▸ **TASK DETAILS**
Copy out each line from the material where the word "being" is found.

▸ **MATERIAL SHOWN**
____________
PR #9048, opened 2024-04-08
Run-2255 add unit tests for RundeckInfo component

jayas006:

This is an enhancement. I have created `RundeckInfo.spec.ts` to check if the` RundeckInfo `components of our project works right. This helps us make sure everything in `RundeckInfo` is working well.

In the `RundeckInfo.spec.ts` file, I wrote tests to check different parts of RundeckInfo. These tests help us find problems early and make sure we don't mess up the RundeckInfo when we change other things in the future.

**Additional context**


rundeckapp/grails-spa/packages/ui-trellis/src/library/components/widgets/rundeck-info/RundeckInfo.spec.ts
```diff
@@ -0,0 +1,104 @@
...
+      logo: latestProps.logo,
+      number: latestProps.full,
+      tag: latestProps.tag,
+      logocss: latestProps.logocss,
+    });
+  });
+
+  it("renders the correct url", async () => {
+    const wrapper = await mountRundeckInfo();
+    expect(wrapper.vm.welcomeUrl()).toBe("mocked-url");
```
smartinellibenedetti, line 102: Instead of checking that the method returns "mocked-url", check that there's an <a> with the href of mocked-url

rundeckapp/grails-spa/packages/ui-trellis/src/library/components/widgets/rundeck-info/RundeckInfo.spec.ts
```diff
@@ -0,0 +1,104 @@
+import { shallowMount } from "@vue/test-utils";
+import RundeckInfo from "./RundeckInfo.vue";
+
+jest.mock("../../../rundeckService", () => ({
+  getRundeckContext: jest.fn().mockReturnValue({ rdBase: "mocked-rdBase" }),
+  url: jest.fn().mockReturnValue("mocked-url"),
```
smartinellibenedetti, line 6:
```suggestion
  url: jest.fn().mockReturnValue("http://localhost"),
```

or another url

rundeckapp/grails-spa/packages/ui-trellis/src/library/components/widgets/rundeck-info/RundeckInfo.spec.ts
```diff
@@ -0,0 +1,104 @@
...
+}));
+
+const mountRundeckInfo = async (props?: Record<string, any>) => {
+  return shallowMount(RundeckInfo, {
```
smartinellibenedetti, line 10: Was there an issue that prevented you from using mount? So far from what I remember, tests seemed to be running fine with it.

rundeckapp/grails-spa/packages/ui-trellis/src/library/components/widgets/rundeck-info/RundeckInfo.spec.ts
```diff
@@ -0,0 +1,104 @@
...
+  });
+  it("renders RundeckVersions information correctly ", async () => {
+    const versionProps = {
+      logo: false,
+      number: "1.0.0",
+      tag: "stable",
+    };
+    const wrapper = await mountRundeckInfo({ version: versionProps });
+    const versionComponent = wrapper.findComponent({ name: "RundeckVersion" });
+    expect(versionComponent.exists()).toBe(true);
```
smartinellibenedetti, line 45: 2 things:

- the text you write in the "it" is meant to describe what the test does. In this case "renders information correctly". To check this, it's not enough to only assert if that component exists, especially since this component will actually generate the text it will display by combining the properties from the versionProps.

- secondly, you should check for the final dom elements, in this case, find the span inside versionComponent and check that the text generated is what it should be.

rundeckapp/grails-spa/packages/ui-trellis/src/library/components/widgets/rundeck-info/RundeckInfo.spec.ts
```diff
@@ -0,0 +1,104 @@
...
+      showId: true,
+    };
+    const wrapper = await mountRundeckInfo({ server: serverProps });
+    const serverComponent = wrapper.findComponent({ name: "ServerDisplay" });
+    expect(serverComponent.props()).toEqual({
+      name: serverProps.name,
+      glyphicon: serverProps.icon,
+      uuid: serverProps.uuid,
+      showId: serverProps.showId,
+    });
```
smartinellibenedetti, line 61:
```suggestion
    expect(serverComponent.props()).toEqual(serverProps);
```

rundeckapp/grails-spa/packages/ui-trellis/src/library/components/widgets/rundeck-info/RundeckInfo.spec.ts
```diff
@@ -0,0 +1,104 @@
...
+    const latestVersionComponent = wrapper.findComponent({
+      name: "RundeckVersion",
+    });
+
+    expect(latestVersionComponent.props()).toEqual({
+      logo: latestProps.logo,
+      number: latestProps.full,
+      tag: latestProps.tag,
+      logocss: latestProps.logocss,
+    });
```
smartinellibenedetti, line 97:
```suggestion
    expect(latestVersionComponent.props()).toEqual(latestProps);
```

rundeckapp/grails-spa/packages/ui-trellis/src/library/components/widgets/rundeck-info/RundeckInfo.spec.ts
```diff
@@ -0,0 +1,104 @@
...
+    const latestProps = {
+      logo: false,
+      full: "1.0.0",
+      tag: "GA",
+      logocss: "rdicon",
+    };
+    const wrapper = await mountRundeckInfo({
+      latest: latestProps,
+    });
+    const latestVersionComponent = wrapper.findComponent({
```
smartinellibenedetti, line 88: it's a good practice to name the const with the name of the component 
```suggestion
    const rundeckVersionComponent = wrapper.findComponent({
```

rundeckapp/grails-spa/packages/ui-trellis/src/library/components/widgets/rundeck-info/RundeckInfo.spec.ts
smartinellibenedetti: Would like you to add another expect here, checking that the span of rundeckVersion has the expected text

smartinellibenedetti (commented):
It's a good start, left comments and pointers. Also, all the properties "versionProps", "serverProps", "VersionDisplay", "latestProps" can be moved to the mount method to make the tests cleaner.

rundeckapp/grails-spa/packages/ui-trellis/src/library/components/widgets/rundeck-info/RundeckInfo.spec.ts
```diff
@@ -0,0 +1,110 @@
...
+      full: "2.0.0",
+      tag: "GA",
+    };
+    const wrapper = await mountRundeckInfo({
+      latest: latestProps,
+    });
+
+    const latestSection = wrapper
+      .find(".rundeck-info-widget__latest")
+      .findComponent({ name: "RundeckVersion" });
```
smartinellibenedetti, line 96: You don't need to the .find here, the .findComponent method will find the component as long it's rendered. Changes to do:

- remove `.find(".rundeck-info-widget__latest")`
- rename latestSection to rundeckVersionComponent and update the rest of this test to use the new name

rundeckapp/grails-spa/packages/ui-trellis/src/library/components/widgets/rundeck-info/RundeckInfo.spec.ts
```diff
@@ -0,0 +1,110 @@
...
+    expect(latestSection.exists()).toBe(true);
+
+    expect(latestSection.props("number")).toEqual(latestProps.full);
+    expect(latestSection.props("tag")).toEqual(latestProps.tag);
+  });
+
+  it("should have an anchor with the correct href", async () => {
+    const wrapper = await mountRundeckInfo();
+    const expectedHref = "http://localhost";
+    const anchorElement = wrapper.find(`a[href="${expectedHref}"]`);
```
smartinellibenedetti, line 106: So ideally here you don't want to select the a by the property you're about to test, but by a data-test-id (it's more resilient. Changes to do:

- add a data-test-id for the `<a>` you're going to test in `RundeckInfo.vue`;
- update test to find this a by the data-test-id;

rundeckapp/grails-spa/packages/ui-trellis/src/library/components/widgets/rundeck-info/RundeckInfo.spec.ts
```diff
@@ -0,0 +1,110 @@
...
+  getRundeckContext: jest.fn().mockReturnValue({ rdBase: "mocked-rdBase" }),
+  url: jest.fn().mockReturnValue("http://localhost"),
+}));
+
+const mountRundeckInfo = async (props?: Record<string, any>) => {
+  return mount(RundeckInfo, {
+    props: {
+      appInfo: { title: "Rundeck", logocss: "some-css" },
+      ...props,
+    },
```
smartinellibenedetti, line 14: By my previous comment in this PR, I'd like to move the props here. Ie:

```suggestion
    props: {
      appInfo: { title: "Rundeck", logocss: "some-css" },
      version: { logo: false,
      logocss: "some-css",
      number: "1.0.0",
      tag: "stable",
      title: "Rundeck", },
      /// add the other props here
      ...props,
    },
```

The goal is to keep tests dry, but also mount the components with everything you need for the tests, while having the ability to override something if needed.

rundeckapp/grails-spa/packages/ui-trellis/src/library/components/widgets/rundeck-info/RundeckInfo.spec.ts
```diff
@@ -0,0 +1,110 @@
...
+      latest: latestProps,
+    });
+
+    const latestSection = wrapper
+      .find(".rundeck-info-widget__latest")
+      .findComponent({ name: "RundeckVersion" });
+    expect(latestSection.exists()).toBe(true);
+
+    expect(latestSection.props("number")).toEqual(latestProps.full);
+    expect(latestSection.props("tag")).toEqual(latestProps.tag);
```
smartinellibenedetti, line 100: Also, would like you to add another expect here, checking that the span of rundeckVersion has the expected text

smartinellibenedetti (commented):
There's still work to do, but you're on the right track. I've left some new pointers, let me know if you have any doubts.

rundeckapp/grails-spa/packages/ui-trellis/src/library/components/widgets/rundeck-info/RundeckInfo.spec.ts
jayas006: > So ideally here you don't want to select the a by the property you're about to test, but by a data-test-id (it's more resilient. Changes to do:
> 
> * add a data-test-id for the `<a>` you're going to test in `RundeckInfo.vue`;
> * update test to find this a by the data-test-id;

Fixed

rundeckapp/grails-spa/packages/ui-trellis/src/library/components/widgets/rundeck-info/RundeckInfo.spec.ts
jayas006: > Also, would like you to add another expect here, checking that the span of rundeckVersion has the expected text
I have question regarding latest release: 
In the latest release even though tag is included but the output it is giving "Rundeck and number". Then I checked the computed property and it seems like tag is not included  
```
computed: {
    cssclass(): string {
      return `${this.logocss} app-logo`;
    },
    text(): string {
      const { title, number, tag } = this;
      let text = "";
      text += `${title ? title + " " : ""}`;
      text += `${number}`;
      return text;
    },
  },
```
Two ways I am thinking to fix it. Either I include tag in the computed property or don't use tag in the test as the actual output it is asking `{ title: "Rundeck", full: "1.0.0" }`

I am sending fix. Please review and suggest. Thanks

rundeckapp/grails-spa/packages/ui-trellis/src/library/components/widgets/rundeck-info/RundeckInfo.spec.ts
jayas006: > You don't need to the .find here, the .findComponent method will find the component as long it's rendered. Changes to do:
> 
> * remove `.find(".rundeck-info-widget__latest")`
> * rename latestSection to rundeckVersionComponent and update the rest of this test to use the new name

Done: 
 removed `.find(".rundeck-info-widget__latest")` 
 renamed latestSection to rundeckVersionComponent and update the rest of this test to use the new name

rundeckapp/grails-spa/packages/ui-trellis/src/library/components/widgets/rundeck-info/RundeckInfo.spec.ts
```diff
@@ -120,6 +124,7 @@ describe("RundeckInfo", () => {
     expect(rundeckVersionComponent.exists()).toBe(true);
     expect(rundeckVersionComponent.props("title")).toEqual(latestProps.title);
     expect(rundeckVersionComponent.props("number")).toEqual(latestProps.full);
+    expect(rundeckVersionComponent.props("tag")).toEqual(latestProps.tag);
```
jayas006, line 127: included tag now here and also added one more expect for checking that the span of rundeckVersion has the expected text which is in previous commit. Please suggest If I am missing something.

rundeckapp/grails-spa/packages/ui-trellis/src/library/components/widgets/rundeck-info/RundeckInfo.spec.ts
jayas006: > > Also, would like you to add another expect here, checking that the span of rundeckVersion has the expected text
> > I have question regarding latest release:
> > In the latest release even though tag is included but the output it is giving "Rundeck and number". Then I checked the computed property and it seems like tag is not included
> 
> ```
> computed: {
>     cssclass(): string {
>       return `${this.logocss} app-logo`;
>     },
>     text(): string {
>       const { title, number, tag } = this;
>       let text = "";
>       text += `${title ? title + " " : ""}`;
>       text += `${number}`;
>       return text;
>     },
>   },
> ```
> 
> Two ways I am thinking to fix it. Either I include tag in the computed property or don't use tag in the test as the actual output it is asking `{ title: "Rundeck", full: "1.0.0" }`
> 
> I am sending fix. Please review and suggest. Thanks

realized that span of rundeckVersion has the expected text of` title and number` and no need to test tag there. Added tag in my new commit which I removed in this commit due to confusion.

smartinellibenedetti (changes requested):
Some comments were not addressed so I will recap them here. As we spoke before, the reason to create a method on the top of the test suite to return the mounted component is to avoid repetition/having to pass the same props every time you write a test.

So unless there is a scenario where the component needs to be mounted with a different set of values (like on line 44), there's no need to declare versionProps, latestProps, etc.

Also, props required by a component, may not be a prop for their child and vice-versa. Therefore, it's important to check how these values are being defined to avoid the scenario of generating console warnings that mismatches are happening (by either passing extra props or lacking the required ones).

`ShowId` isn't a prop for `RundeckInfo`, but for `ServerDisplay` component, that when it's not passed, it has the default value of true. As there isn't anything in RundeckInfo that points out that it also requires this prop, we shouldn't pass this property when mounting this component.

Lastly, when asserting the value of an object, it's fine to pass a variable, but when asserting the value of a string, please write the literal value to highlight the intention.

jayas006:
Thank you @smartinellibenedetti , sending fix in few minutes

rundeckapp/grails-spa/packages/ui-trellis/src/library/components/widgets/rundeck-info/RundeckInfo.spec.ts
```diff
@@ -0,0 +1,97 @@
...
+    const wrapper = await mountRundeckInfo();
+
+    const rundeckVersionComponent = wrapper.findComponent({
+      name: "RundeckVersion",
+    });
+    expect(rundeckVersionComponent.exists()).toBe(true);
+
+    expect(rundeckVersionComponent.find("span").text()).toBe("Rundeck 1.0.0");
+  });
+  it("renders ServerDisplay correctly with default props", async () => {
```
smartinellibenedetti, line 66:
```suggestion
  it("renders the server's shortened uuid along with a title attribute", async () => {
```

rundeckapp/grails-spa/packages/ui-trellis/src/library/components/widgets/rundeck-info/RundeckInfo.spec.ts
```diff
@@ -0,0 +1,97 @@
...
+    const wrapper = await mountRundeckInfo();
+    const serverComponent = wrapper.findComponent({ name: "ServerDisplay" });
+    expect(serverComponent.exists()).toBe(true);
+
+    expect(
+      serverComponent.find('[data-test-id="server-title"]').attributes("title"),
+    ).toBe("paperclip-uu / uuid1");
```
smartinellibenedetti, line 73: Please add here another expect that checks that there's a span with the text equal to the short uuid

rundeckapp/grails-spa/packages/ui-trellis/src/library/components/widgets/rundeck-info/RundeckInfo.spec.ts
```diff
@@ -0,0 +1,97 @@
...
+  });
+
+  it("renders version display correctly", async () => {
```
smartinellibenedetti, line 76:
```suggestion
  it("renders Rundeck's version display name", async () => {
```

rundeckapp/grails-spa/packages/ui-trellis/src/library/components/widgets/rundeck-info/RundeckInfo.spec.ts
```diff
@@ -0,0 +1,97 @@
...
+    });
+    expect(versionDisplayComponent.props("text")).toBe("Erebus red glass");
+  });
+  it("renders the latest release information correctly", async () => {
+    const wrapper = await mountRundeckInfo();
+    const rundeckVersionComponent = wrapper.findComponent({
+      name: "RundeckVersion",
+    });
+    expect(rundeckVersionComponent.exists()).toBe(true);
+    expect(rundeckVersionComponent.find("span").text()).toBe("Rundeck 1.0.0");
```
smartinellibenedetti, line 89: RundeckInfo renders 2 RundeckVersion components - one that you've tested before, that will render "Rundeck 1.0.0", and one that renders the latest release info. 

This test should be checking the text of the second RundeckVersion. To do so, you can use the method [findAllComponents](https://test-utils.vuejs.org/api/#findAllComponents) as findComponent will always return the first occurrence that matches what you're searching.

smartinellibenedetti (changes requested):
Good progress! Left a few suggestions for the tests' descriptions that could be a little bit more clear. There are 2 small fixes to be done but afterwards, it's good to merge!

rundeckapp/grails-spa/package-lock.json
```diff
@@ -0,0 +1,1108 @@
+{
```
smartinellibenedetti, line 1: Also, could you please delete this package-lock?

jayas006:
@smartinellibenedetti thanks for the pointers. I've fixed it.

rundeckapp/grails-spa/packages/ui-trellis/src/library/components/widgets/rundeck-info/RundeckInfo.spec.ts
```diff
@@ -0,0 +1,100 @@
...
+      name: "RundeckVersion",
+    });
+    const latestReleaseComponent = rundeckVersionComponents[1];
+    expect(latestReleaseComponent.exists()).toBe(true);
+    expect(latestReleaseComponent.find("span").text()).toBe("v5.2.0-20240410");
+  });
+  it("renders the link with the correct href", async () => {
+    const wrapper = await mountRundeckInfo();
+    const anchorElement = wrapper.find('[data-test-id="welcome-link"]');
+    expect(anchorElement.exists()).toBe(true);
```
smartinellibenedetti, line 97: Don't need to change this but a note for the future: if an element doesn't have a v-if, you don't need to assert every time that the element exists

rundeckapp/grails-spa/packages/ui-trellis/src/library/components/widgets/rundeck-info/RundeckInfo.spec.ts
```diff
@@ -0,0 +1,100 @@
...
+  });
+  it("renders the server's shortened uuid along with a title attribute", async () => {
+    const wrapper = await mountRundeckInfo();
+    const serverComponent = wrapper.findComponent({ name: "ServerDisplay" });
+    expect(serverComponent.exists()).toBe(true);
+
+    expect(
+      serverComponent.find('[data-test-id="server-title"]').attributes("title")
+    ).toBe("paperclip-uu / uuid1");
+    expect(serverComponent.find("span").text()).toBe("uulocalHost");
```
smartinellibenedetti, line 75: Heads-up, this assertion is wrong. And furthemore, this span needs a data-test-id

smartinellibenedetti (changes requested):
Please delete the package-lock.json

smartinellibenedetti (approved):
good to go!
____________
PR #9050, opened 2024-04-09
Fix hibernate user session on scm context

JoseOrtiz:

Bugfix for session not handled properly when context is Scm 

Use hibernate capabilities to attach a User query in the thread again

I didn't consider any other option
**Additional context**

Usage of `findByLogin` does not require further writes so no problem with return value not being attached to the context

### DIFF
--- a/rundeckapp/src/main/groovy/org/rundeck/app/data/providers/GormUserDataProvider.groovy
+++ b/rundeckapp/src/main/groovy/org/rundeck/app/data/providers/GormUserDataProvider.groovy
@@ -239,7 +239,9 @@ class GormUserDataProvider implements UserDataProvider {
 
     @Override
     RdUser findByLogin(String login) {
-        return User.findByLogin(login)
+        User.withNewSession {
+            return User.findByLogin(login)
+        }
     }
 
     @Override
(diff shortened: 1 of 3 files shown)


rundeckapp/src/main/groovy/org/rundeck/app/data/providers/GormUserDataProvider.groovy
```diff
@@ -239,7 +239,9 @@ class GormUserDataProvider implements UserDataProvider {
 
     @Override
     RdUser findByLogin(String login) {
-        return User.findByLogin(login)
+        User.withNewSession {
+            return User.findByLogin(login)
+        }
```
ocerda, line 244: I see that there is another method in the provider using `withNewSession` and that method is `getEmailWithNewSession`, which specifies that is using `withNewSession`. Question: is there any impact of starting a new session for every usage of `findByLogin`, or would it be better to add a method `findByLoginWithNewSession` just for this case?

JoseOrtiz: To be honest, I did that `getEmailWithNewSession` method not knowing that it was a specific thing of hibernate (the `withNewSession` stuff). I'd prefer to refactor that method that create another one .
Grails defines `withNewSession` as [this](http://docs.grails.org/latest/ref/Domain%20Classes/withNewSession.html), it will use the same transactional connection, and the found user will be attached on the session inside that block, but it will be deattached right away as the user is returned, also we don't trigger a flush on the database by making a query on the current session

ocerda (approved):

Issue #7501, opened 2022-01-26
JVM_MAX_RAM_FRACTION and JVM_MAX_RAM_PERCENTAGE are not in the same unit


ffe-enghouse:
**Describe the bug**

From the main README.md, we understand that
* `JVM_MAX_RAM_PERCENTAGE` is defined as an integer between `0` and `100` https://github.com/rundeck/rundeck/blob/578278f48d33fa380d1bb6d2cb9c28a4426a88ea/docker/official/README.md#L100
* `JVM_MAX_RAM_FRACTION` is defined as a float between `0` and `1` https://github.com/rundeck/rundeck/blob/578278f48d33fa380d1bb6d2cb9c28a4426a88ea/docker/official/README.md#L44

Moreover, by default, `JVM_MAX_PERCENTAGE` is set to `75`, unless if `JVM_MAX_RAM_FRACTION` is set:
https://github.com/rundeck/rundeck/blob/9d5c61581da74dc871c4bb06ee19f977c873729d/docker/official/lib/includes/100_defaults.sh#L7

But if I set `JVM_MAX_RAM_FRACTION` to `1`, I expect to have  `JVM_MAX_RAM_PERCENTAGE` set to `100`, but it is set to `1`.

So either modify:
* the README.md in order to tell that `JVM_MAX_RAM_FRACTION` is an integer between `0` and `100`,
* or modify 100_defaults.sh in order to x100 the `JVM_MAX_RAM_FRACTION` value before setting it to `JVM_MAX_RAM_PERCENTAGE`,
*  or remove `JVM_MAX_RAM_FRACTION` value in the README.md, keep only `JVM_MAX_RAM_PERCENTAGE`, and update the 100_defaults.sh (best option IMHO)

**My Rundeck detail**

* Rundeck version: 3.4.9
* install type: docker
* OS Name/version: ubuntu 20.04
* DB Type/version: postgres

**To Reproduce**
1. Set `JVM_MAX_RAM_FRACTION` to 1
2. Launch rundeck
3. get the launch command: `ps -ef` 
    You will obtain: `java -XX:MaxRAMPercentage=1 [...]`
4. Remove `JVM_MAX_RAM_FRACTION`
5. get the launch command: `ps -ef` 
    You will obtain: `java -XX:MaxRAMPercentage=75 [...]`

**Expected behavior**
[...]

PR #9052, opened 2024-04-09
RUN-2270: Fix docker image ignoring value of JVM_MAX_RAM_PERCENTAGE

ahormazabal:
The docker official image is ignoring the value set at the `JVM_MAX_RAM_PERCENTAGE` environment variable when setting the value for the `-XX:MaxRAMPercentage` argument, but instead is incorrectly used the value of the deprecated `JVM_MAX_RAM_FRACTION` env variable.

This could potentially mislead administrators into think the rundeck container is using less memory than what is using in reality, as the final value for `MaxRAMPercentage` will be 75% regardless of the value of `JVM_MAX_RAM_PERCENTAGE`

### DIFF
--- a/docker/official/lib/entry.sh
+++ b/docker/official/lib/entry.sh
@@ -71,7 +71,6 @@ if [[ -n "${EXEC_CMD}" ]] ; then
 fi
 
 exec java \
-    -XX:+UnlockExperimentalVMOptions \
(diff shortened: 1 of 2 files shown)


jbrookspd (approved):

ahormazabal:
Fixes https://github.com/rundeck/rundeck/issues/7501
____________
▸ **WRITTEN ANSWER**
Also, props required by a component, may not be a prop for their child and vice-versa. Therefore, it's important to check how these values are being defined to avoid the scenario of generating console warnings that mismatches are happening (by either passing extra props or lacking the required ones).
Usage of `findByLogin` does not require further writes so no problem with return value not being attached to the context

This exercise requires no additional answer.